2019-07-12, updated: 2021-02-24

Drugs

Lewis Carroll needed a clear mind for whatever he wrote. Drugs like laudanum would not have been helpful during writing.

The drug link is a homespun thing. You’ll find it on a host of random forums.

But the experts are usually sceptical. Carroll wasn’t thought to have been a recreational user of opium or laudanum, and the references may say more about the people making them than the author.

“The notion that the surreal aspects of the text are the consequence of drug-fuelled dreams resonates with a culture, particularly perhaps in the 60s, 70s and 80s when LSD was widely-circulated and even now where recreational drugs are commonplace,” says Dr Heather Worthington, Children’s Literature lecturer at Cardiff University.

Source: Is Alice in Wonderland really about drugs?
(by Sophie Robehmed, BBC magazine 2012-08-20)

 


Let me be perfectly clear here: Lewis Carroll didn’t do recreational drugs. Certainly there were drug references in Alice’s Adventures in Wonderland and these were picked up on by people with interests in that area, particularly in the late sixties. That is not to say that Carroll never took Laudanum for a medical problem on the advice of a doctor. There is NO direct proof (in his letters or his diaries) that he ever took narcotic drugs. You might ask yourself why students insist that he did and why some teachers teach that he did.

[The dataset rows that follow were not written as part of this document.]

PR #113, opened 2023-10-02
uasc-92/UserBooking-BookingHistory

edl21:
There's an issue with the firestore.rules at the moment with the date being 9/30 in this version of the main. Apart from that, functionality should be working properly.

### DIFF
--- a/frontend/src/components/ProfileBookingHistory.js
+++ b/frontend/src/components/ProfileBookingHistory.js
@@ -1,64 +1,120 @@
-import React from "react"
-import { CardContent, Stack, Card, Typography } from "@mui/material"
+import React, { useState, useEffect } from "react"
+import { db } from "../firebase"
+import {
+  Table,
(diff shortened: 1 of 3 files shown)


frontend/src/components/ProfileBookingHistory.js
```diff
@@ -1,64 +1,120 @@
...
+          id: doc.id,
+          ...doc.data(),
+        }))
+        setBookings(fetchedBookings)
+      } catch (error) {
+        console.error("Error fetching user bookings: ", error)
+      } finally {
+        setLoading(false)
+      }
+    }
```
BW82262, line 54: It seems like the bookings data is being fetch here within the component. The booking data is already fetched in profile and could be used instead.

BW82262 (commented):
The current method that the booking history is shown seems to display all the bookings, could this be changed to show the ones past the current date?

PR #191, opened 2024-03-28
Allows stripe webhook receiving. 

jeffplays2005:
Allows stripe webhook receival. Open to new services being added.

Updated README.md to describe how local testing can be performed on the 
Stripe webhook. 

Updated index.ts to allow for the keeping of the raw body during 
requests. Plans to change this to only enable for the /webhook endpoint.


server/src/service-layer/controllers/README.md
```diff
@@ -3,3 +3,9 @@
 Controller methods convert requests coming from the routes and convert to HTTP responses
 
 See the [tsoa docs](https://tsoa-community.github.io/docs/examples.html) for how to write controllers (These will automatically be converted to routes)
+
+## Stripe Webhook
```
bcho892, line 7: Great job! nice to see documentation

nit: This would be better in the wiki i think

server/src/business-layer/services/StripeWebhook.test.ts
bcho892, line 1: these tests should be reserved for services

server/src/index.ts
```diff
@@ -15,8 +15,19 @@ const importSwaggerJson = async () => {
 
 const app: Express = express()
 
+function keepRawBody(
```
bcho892, line 18: 👍 

nit: can we extract this out of `index.ts`?

client/package.json
```diff
@@ -33,7 +33,7 @@
     "react-router-dom": "^6.10.0",
     "react-sweet-state": "^2.7.1",
     "scheduler": "^0.23.0",
-    "stripe": "^13.7.0",
+    "stripe": "^14.22.0",
```
bcho892, line 36: this should be installed in the server workspace instead?

bcho892 (changes requested):

bcho892:
Well done on dealing with all the errors haha, most of this looks good to me, just some changes needed so we aren't making massive changes to the repo

server/src/business-layer/services/StripeWebhook.test.ts
jeffplays2005: Removed the test!

server/src/service-layer/controllers/README.md
jeffplays2005: Moved to wiki.

client/package.json
jeffplays2005: Reverted back to master. Updated server workspace.

PR #198, opened 2024-03-29
172-Annotate-UserAdditionalInfo

Kartik-M24:
The model has been annotated, just wanted to double check it is done properly.


bcho892:
this one is cooked

PR #199, opened 2024-03-29
Added annotations and missing fields to UserAdditionalInfo

Kartik-M24:
Clarification on whether task is complete


server/src/data-layer/models/firebase.ts
```diff
@@ -1,22 +1,74 @@
...
+   */
   does_racing: boolean
+  /**
+   * @isbool Please enter true or false
+   */
   does_ski: boolean
+  /**
+   * @isString Please enter your pronouns
+   */
+  gender: string
```
bcho892, line 23: since you added a new field here, you will need to update the user mock (`User.mock.ts`) so the tests will pass

bcho892 (changes requested):
lgtm, just gotta fix the tests and run both the code generation commands (`yarn workspace client generate-types` and `yarn workspace server tsoa spec-and-routes`)

bcho892 (approved):
👍

PR #203, opened 2024-03-30
store current user in sweet state

### LINKED ISSUE #141: [FRONTEND] Add logic to store current user data in sweet state
**Is your feature request related to a problem? Please describe.**
We want information about the current user to be persisted across the application so we can display the correct information

**Describe the solution you'd like**
In our firebase config we should save user data in sweet state.

For this, we will also have to create an [action](https://atlassian.github.io/react-sweet-state/#/basics/actions) for both getting the user data and setting it. call the setter inside a [firebase auth callback](https://stackoverflow.com/questions/67785025/dispatch-action-outside-component-in-react-sweet-state)

**BEFORE MERGING**
- [ ] Storybooks created where possible
- [ ] Tests written for critical interactions
- [ ] PR Reviewed (For non-trivial changes)
- [ ] Changes tested after rebasing on master or merging in master (*hint*: `git fetch origin master:master`, then `git rebase master` or `git merge master`)
- [ ] All required PR checks passing

bcho892:
closes #141 

We now have our user data stored in sweet state.

This is similar to the work @8cw did in the `useAuthenticatedUser` hook, but this one gets triggered on the id token changing for the user in auth

There are two objects stored: `currentUser`, which is a reference to the user object from the firebase auth and `currentUserData`, which is of type `UserAdditionalInfo` (which is similar to the `userMetaData` in the old hook)

to use this user in components, use `const [{currentUser, currentUserData, currentUserClaims}] = useAppData()` (you can exclude properties you aren't using)

from there you can call functions like: `await currentUser.getIdToken(true)` to refresh the user. Or access the information/claims by using `currentUserData`/`currentUserClaims`

### DIFF
--- a/client/src/firebase.ts
+++ b/client/src/firebase.ts
@@ -2,6 +2,7 @@
 import { initializeApp, type FirebaseOptions } from "@firebase/app"
 import { getAuth, connectAuthEmulator } from "@firebase/auth"
 import { getFirestore, connectFirestoreEmulator } from "@firebase/firestore"
+import fetchClient from "services/OpenApiFetchClient"
 import { StoreInstance } from "store/store"
 
 const firebaseConfig: FirebaseOptions = {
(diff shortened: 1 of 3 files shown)


asun555 (approved):
lgtm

Source: lewiscarroll.org (2002)

 


2019-12-12, update: 2020-11-29

The Ocean Chart

Lewis Carroll’s The Hunting of the Snark (1876) has been published “with nine illustrations by Henry Holiday”. But there are ten illustrations. One possible explanation: The Ocean-Chart (aka the Bellman’s map) has been made neither by Henry Holiday nor by Joseph Swain, but by a typesetter.

In the more recent British history, the map has been used by Britain’s contemporary Bellmen before 2016-06-23 to present their understanding of the impact of the Brexit to the rest of the crew. Admittedly, by now the majority of Britains understand the trouble they put themselves into. But as pride and face-saving of course is much more important than something profane like a healthy economy and rational thinking, that map won’t be updated.